Mobile Phone Text Message Reminders to Improve Vaccination Uptake: A Systematic Review and Meta-Analysis
University of Cape Town (Louw, Kalan, Engel); South African Medical Research Council (Hohlfeld, Engel)
"The findings of this systematic review highlight the simplicity and effectiveness of mobile phone text message reminders (MPTMRs) in improving vaccination uptake....MPTMRs are a universally effective strategy across various contexts, populations, and interventions."
Various studies have shown the efficacy of mobile phone text message reminders (MPTMRs), either alone or in combination with interventions such as postcards, auto dialer calls, and letters, in improving vaccination coverage in defined populations for various diseases and in different clinical and country settings. These studies indicate that text message reminders and recall have the potential to facilitate behaviour changes, leading to adherence to vaccination schedules by reminding caregivers of infants, adolescents, and adults of scheduled vaccination appointments and providing the required encouragement to ensure timely attendance to improve vaccination uptake. This systematic review sought to assess scientific evidence evaluating the efficacy of MPTMRs as an intervention to improve vaccination uptake.
The researchers included randomised controlled trials (RCTs) of caregivers of children, adolescents, or adults who received MPTMRs for improving vaccine uptake and recall visits. They searched the Cochrane Central Register of Controlled Trials (CENTRAL), PubMed, and Scopus to identify relevant studies published up to January 24 2024. They then used Cochrane's Risk of Bias tool to assess the included studies and reported the results as risk ratios with 95% confidence intervals (CIs), using a random effects model.
Twenty-five studies (n = 64,536 participants) were considered for quantitative synthesis of evidence regarding vaccination recall.

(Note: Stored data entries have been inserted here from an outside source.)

PR #1893, opened 2022-01-08
#1889 fix some parameter bugs and add timescale option

### LINKED ISSUE #1889: Scalar timescale
I'd like to implement a way to set a scalar or typical timescale. This is because when solving a jellyroll model or liionpack model if I set electrode height to an input then this changes the timescale along with a few other parameters. It would simplify things to just have a constant value across all the simulations using the model. If I replace the model.timescale with a Scalar though I see different results when changing the scalar value. See below for example:
```
import pybamm

model1 = pybamm.lithium_ion.SPM()
model2 = pybamm.lithium_ion.SPM()

symbolic_tau = pybamm.LithiumIonParameters().tau_discharge
tau = parameter_values.process_symbol(symbolic_tau)
tau_eval = tau.evaluate()
model2.timescale = pybamm.Scalar(2*tau_eval)

sim1 = pybamm.Simulation(model=model1, parameter_values=parameter_values)
sim2 = pybamm.Simulation(model=model2, parameter_values=parameter_values)

sol1 = sim1.solve([0, 1800])
sol2 = sim2.solve([0, 1800])

pybamm.QuickPlot(solutions=[sol1, sol2]).dynamic_plot()
```

tinosulzer:
# Description

Fixes #1889 

`model.timescale` cannot be changed any more. `model._timescale` can in theory but users really shouldn't. Instead, the "timescale" option can be passed to the model. The simulation results are independent of this (new test added for this).

## Type of change

# Key checklist:

## Further checks:

### DIFF
--- a/tests/integration/test_models/test_full_battery_models/test_lead_acid/test_compare_outputs.py
+++ b/tests/integration/test_models/test_full_battery_models/test_lead_acid/test_compare_outputs.py
@@ -96,20 +96,25 @@ class TestCompareOutputs(unittest.TestCase):
         """
         Changing the timescale (via options) should not change the result.
         """
-        model1 = pybamm.lithium_ion.SPM()
-        parameter_values = model1.default_parameter_values
-        tau = parameter_values.evaluate(model1.param.timescale)
-        model2 = pybamm.lithium_ion.SPM({"timescale": 2 * tau})
+        for model_class in [pybamm.lithium_ion.SPM, pybamm.lithium_ion.DFN]:
+            model1 = model_class()
+            parameter_values = model1.default_parameter_values
+            tau = parameter_values.evaluate(model1.param.timescale)
+            model2 = model_class({"timescale": 2 * tau})
 
-        sim1 = pybamm.Simulation(model1)
-        sim2 = pybamm.Simulation(model2)
-        sol1 = sim1.solve([0, 3600], solver=pybamm.CasadiSolver(rtol=1e-8, atol=1e-8))
-        sol2 = sim2.solve([0, 3600], solver=pybamm.CasadiSolver(rtol=1e-8, atol=1e-8))
+            sim1 = pybamm.Simulation(model1)
+            sim2 = pybamm.Simulation(model2)
+            sol1 = sim1.solve(
+                [0, 3600], solver=pybamm.CasadiSolver(rtol=1e-8, atol=1e-8)
+            )
+            sol2 = sim2.solve(
+                [0, 3600], solver=pybamm.CasadiSolver(rtol=1e-8, atol=1e-8)
+            )
 
-        # sol.t should be different (different internal scalings for the solver)
-        np.testing.assert_array_equal(sol1.t, 2 * sol2.t)
-        # sol.y should be identical (within solver tolerance)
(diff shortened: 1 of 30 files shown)


tests/integration/test_models/test_full_battery_models/test_lead_acid/test_compare_outputs.py
```diff
@@ -92,6 +92,25 @@ def test_compare_outputs_surface_form(self):
             comparison = StandardOutputComparison(solutions)
             comparison.test_all(skip_first_timestep=True)
 
+    def test_compare_outputs_timescale(self):
```
TomTranter, line 95: This works well for SPM but if you run DFN you see differences in solutions. Is that just because of solver?

TomTranter (commented):
Thanks a lot Tino, I ran the following and solutions are quite different:
```
import pybamm

parameter_values.update({'Current function [A]': "[input]"})

model1 = pybamm.lithium_ion.DFN()

symbolic_tau = model1.param.tau_discharge
tau = parameter_values.process_symbol(symbolic_tau)
tau_eval = tau.evaluate()

model2 = pybamm.lithium_ion.DFN({"timescale":2*tau_eval})
sim1 = pybamm.Simulation(model=model1, parameter_values=parameter_values,
                         solver=pybamm.CasadiSolver(rtol=1e-8, atol=1e-8))
sim2 = pybamm.Simulation(model=model2, parameter_values=parameter_values,
                         solver=pybamm.CasadiSolver(rtol=1e-8, atol=1e-8))

sim1.build()
sim2.build()

sol1 = sim1.solve([0, 1800], inputs={'Current function [A]': 5.0})
sol2 = sim2.solve([0, 1800], inputs={'Current function [A]': 5.0})

plot = pybamm.QuickPlot(solutions=[sol1, sol2])
plot.dynamic_plot()
```

tinosulzer:
Ah yeah. It looks more like a bug in one the DFN equations, since it's only off by a little bit, I'll take a look

tinosulzer:
Ok fixed. Will try SEI models too just to check.

Since we now have this feature, do you think we should enforce that there can't be any input parameters in `model.timescale`? The solver currently accepts this, but errors if the inputs change.

TomTranter:
> Ok fixed. Will try SEI models too just to check.
> 
> Since we now have this feature, do you think we should enforce that there can't be any input parameters in `model.timescale`? The solver currently accepts this, but errors if the inputs change.

Would be good If you want to use a parameter that forms part of the default timescale as an input then you get an error and told to use a constant one with the new functionality.

rtimms:
> Would be good If you want to use a parameter that forms part of the default timescale as an input then you get an error and told to use a constant one with the new functionality.

I agree. We should also raise an error up front if you make a parameter that appears in the geometry an input. Currently we throw an error if the lengthscales change, but it might be easier for the user to understand a message that says something like "you can't make the electrode thickness an input as it changes the geometry"

TomTranter (commented):
Still seems to be failing a test

tinosulzer:
@martinjrobins could you see what's going on with the failing test? I can't install IDA KLU on mac M1, but it passes if I switch to the casadi solver

rtimms (approved):
thanks @tinosulzer !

The studies were conducted in the United States, Africa, Australia, Pakistan, Guatemala, and India. Pooled data favoured MPTMRs for vaccination recall compared to usual care (risk ratio (RR) = 1.09 [95% CI: 1.06, 1.13]; I2 = 76%). Subanalysis by intervention characteristics, country setting, country economic status, and vaccination type did not change the effectiveness of the intervention. More specifically:
- Intervention characteristics (whether MPTMRs were used alone or combined with other components) showed no significant modification of the intervention's effectiveness. This finding indicates that the core element - reminding individuals about upcoming vaccination appointments through text messaging - remains effective, regardless of additional components, such as educational content or supplementary communication methods. The simplicity of MPTMRs likely plays a key role in their wide applicability and success, as they directly address one of the most common barriers to vaccination: missed appointments due to forgetfulness.

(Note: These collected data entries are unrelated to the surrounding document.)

PR #1894, opened 2022-01-10
#1886 added fix within processed variable

### LINKED ISSUE #1886: Order of sensitivites
- PyBaMM version - 21.12:
- Python version - 3.8.10:

**Describe the bug**
The order of sensitivities seems to not align correctly when there are multiple sensitivities. The example below shows the sensitivity of terminal voltage SPM to D_n in two cases. Case 1 where only D_n is an input and Case 2 where D_n and b_n (negative electrolyte bruggeman coefficient) are inputs. In Case 2, it appears that the sensitivites of the terminal voltage w.r.t D_n and b_n have been switched. Seems likely a switching of order in either the building of the sensitivity rhs or when extracting from casadi. 

**To Reproduce**
```
import pybamm
import numpy as np

# Case 1
chemistry = pybamm.parameter_sets.Ecker2015
parameter_values["Negative electrode diffusivity [m2.s-1]"] = "[input]"

sim = pybamm.Simulation(model, parameter_values=parameter_values)

inputs = {
    "Negative electrode diffusivity [m2.s-1]": 1e-13,
}

t_eval = np.linspace(0, 30, 1000)
sim.solve(t_eval=t_eval, inputs=inputs, calculate_sensitivities=True)
sol1 = sim.solution


# Case 2
chemistry = pybamm.parameter_sets.Ecker2015
parameter_values["Negative electrode diffusivity [m2.s-1]"] = "[input]"
parameter_values["Negative electrode Bruggeman coefficient (electrolyte)"] = "[input]"

sim = pybamm.Simulation(model, parameter_values=parameter_values)

inputs = {
    "Negative electrode diffusivity [m2.s-1]": 1e-13,
    "Negative electrode Bruggeman coefficient (electrolyte)": 1.5,
}

sim.solve(t_eval=t_eval, inputs=inputs, calculate_sensitivities=True)
sol2 = sim.solution

# Plot
fig, ax = plt.subplots(2, 1, figsize=(16, 9), sharex=True)
ax[0].plot(
    t_eval,
    sol1["Terminal voltage [V]"].sensitivities[
        "Negative electrode diffusivity [m2.s-1]"
    ],
    label="sol1 D_n",
)
ax[0].plot(
    t_eval,
    sol2["Terminal voltage [V]"].sensitivities[
        "Negative electrode diffusivity [m2.s-1]"
    ],
    linestyle="--",
    label="sol2 D_n",
)

ax[1].plot(
    t_eval,
    sol1["Terminal voltage [V]"].sensitivities[
        "Negative electrode diffusivity [m2.s-1]"
    ],
    label="sol1 D_n",
)
ax[1].plot(
    t_eval,
    sol2["Terminal voltage [V]"].sensitivities[
        "Negative electrode Bruggeman coefficient (electrolyte)"
    ],
    linestyle="--",
    label="sol2 b",
)

ax[0].grid()
ax[1].grid()

ax[0].set_xlabel("Time [s]")
ax[1].set_xlabel("Time [s]")

ax[0].legend()
ax[1].legend()

plt.show()
```

**Expected behaviour**
The sensitivity of terminal voltage w.r.t D_n should be independent of the number of other inputs. 

**Screenshots**
Plot generated by above example. 

image

Scottmar93:
# Description

During the solver setup, the list of inputs/sensitivities is sorted by string and then used to assign elements of the y-array to each sensitivity. This applies the same sorting of the list before extracting the sensitivities during the process variables stage. 

I haven't added a test because I couldn't think of a good way without having a full integration test (passing a full model through the pipeline and then checking that the sensitivities are independent of the order of the inputs dictionary). However, I can add it if you think this is worth it for this. 

Fixes #1886 

## Type of change

# Key checklist:

## Further checks:

### DIFF
--- a/CHANGELOG.md
+++ b/CHANGELOG.md
@@ -1,3 +1,8 @@
+# unreleased
+
+## Bug fixes
+-   Fixed issue in extraction of sensitivites ([#1894](https://github.com/pybamm-team/PyBaMM/pull/1894))
+
 # [v21.12](https://github.com/pybamm-team/PyBaMM/tree/v21.11) - 2021-12-29
 
 ## Features
@@ -7,8 +12,6 @@
 -   Added cylindrical geometry and finite volume method ([#1824](https://github.com/pybamm-team/PyBaMM/pull/1824))
 
 ## Bug fixes
-
--   Fixed issue in extraction of sensitivites ([#1894](https://github.com/pybamm-team/PyBaMM/pull/1894))
 -   `PyBaMM` is now importable in `Linux` systems where `jax` is already installed ([#1874](https://github.com/pybamm-team/PyBaMM/pull/1874))
 -   Simulations with drive cycles now support `initial_soc` ([#1842](https://github.com/pybamm-team/PyBaMM/pull/1842))
 -   Fixed bug in expression tree simplification ([#1831](https://github.com/pybamm-team/PyBaMM/pull/1831))
--- a/CHANGELOG.md
+++ b/CHANGELOG.md
@@ -8,7 +8,7 @@
 
 ## Bug fixes
 
--   Fixed issue in extraction of sensitivites ([#1886](https://github.com/pybamm-team/PyBaMM/issues/1886))
+-   Fixed issue in extraction of sensitivites ([#1886](https://github.com/pybamm-team/PyBaMM/pull/1894/files))
 -   `PyBaMM` is now importable in `Linux` systems where `jax` is already installed ([#1874](https://github.com/pybamm-team/PyBaMM/pull/1874))
 -   Simulations with drive cycles now support `initial_soc` ([#1842](https://github.com/pybamm-team/PyBaMM/pull/1842))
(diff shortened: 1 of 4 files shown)


tinosulzer (approved):
Thanks @Scottmar93 . I checked changing the order in [this test](https://github.com/pybamm-team/PyBaMM/blob/c8a01ba72065a81e3b1c95586361cd76d326adc4/tests/unit/test_solvers/test_casadi_solver.py#L573-L643) and indeed it fails, so it only used to work because p,q,r,s is already sorted. Could you change the order of the sensitivities in the test to make sure it still works with your fix?

Scottmar93:
@tinosulzer ah nice!! Yeah will do!

Scottmar93:
Okay, the original fix passed for some variables but not all so I have just changed it so that the inputs dictionary is sorted straight away upon being passed to the solver. This now passes the test with the dictionary keys in a different order.

martinjrobins (approved):
thanks @Scottmar93 , this looks good

Scottmar93:
I've tried merging from develop so hopefully that solves the testing issue. It looked like something that was failing on other branches as well though.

- A country setting subgroup analysis (urban vs. rural) also revealed no substantial differences in the effectiveness of MPTMRs, challenging the notion that urban areas, which often have better infrastructure and access to health services, would show a greater benefit from text message reminders. Instead, the results suggest that the intervention is equally effective in rural or semi-urban settings, where health service access is more challenging.
- The review did not find significant differences in effectiveness when stratifying by country economic status (low- and middle-income countries [LMICs] vs. high-income countries [HICs]). This finding indicates that MPTMRs have the potential to be just as effective in resource-limited settings as in more affluent ones.
- The type of vaccination (early childhood vaccines, human papillomavirus (HPV), or seasonal influenza) did not significantly impact the effectiveness of MPTMRs. These results reflect the adaptability of MPTMRs in reminding individuals of vaccinations across different stages of life, from infancy to adulthood, and for both routine and seasonal vaccinations.
Among the implications for future research: A 2022 paper demonstrated that language could have a positive influence on vaccine hesitancy. Tailoring MPTMRs to include language specific to the population could thus influence vaccine hesitancy, which may have a positive effect on appointment adherence and subsequently vaccination recall. More studies are needed to assess tailored MPTMRs on vaccination recall, irrespective of the population.
As of this writing, an estimated 7.41 billion people were mobile phone owners, with an increase to 7.49 billion people expected in 2025. Since mobile phone use has also become more widespread, and MPTMRs were shown to be cost-effective in distributing health information in LMICs, MPTMRs could be used as a tool to penetrate areas that are hard to reach, fuel adoption of health interventions, and expand the reach of vaccination programmes in LMICs.
In conclusion: "MPTMRs may be a useful tool to supplement existing standard practice within the health care system to facilitate behavior changes that may promote vaccination uptake. These findings could enable evidence-based decision making and enable evaluation of critical factors that influence achieving and sustaining immunization coverage globally, irrespective of the target population, country setting, and vaccination type."